(Stored data entries)
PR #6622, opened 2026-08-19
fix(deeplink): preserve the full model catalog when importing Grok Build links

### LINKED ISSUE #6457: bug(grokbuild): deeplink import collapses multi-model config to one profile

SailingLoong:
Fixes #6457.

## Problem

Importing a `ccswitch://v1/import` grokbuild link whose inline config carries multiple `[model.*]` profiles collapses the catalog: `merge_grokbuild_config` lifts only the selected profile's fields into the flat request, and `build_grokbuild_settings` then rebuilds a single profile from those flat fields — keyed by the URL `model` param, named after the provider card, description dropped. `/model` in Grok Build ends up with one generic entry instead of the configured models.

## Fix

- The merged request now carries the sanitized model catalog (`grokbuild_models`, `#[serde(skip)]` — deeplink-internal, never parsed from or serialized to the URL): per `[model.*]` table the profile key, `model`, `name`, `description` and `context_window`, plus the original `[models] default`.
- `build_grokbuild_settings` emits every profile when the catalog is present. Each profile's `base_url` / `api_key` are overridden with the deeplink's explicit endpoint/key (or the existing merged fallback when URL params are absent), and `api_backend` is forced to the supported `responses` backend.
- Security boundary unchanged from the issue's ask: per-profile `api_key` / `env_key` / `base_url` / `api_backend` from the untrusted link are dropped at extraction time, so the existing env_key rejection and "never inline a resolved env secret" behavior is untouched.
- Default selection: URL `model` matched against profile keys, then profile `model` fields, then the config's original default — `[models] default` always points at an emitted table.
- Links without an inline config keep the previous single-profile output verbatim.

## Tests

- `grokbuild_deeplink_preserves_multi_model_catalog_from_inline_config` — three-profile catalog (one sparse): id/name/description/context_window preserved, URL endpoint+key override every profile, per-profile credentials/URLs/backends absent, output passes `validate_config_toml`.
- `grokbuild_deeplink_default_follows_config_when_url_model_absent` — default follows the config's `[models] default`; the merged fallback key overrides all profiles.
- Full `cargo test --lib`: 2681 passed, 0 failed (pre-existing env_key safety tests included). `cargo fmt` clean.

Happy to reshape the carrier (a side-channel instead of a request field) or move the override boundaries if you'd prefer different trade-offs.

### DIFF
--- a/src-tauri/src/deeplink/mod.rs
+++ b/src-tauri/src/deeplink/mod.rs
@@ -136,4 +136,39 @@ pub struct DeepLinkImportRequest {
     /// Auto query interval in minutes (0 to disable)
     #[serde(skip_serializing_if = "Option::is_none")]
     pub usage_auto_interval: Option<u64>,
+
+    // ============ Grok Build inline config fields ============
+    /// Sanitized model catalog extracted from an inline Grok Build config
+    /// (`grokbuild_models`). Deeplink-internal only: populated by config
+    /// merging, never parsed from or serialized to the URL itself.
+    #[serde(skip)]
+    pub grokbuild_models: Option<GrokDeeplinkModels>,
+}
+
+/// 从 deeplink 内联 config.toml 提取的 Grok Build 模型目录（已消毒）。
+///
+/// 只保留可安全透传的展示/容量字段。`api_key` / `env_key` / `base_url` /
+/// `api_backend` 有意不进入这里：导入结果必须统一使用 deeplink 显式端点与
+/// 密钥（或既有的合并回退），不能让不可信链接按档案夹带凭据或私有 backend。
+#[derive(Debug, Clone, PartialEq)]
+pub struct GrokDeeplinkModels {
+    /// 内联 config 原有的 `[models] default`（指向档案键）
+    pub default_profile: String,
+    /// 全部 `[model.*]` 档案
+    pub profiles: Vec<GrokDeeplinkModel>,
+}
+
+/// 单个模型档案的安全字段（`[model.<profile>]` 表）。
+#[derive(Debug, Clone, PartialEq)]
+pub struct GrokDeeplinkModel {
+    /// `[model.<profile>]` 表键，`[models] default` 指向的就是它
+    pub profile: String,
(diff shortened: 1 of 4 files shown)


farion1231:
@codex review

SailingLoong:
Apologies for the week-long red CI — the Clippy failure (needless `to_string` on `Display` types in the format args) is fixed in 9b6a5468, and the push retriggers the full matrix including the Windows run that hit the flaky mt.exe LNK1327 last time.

What the task requires: What is needed is an exact transcription of every entry.

Task response:
PR #6622, opened 2026-08-19
fix(deeplink): preserve the full model catalog when importing Grok Build links

### LINKED ISSUE #6457: bug(grokbuild): deeplink import collapses multi-model config to one profile

SailingLoong:
Fixes #6457.

## Problem

Importing a `ccswitch://v1/import` grokbuild link whose inline config carries multiple `[model.*]` profiles collapses the catalog: `merge_grokbuild_config` lifts only the selected profile's fields into the flat request, and `build_grokbuild_settings` then rebuilds a single profile from those flat fields — keyed by the URL `model` param, named after the provider card, description dropped. `/model` in Grok Build ends up with one generic entry instead of the configured models.

## Fix

- The merged request now carries the sanitized model catalog (`grokbuild_models`, `#[serde(skip)]` — deeplink-internal, never parsed from or serialized to the URL): per `[model.*]` table the profile key, `model`, `name`, `description` and `context_window`, plus the original `[models] default`.
- `build_grokbuild_settings` emits every profile when the catalog is present. Each profile's `base_url` / `api_key` are overridden with the deeplink's explicit endpoint/key (or the existing merged fallback when URL params are absent), and `api_backend` is forced to the supported `responses` backend.
- Security boundary unchanged from the issue's ask: per-profile `api_key` / `env_key` / `base_url` / `api_backend` from the untrusted link are dropped at extraction time, so the existing env_key rejection and "never inline a resolved env secret" behavior is untouched.
- Default selection: URL `model` matched against profile keys, then profile `model` fields, then the config's original default — `[models] default` always points at an emitted table.
- Links without an inline config keep the previous single-profile output verbatim.

## Tests

- `grokbuild_deeplink_preserves_multi_model_catalog_from_inline_config` — three-profile catalog (one sparse): id/name/description/context_window preserved, URL endpoint+key override every profile, per-profile credentials/URLs/backends absent, output passes `validate_config_toml`.
- `grokbuild_deeplink_default_follows_config_when_url_model_absent` — default follows the config's `[models] default`; the merged fallback key overrides all profiles.
- Full `cargo test --lib`: 2681 passed, 0 failed (pre-existing env_key safety tests included). `cargo fmt` clean.

Happy to reshape the carrier (a side-channel instead of a request field) or move the override boundaries if you'd prefer different trade-offs.

### DIFF
--- a/src-tauri/src/deeplink/mod.rs
+++ b/src-tauri/src/deeplink/mod.rs
@@ -136,4 +136,39 @@ pub struct DeepLinkImportRequest {
     /// Auto query interval in minutes (0 to disable)
     #[serde(skip_serializing_if = "Option::is_none")]
     pub usage_auto_interval: Option<u64>,
+
+    // ============ Grok Build inline config fields ============
+    /// Sanitized model catalog extracted from an inline Grok Build config
+    /// (`grokbuild_models`). Deeplink-internal only: populated by config
+    /// merging, never parsed from or serialized to the URL itself.
+    #[serde(skip)]
+    pub grokbuild_models: Option<GrokDeeplinkModels>,
+}
+
+/// 从 deeplink 内联 config.toml 提取的 Grok Build 模型目录（已消毒）。
+///
+/// 只保留可安全透传的展示/容量字段。`api_key` / `env_key` / `base_url` /
+/// `api_backend` 有意不进入这里：导入结果必须统一使用 deeplink 显式端点与
+/// 密钥（或既有的合并回退），不能让不可信链接按档案夹带凭据或私有 backend。
+#[derive(Debug, Clone, PartialEq)]
+pub struct GrokDeeplinkModels {
+    /// 内联 config 原有的 `[models] default`（指向档案键）
+    pub default_profile: String,
+    /// 全部 `[model.*]` 档案
+    pub profiles: Vec<GrokDeeplinkModel>,
+}
+
+/// 单个模型档案的安全字段（`[model.<profile>]` 表）。
+#[derive(Debug, Clone, PartialEq)]
+pub struct GrokDeeplinkModel {
+    /// `[model.<profile>]` 表键，`[models] default` 指向的就是它
+    pub profile: String,
(diff shortened: 1 of 4 files shown)


farion1231:
@codex review

SailingLoong:
Apologies for the week-long red CI — the Clippy failure (needless `to_string` on `Display` types in the format args) is fixed in 9b6a5468, and the push retriggers the full matrix including the Windows run that hit the flaky mt.exe LNK1327 last time.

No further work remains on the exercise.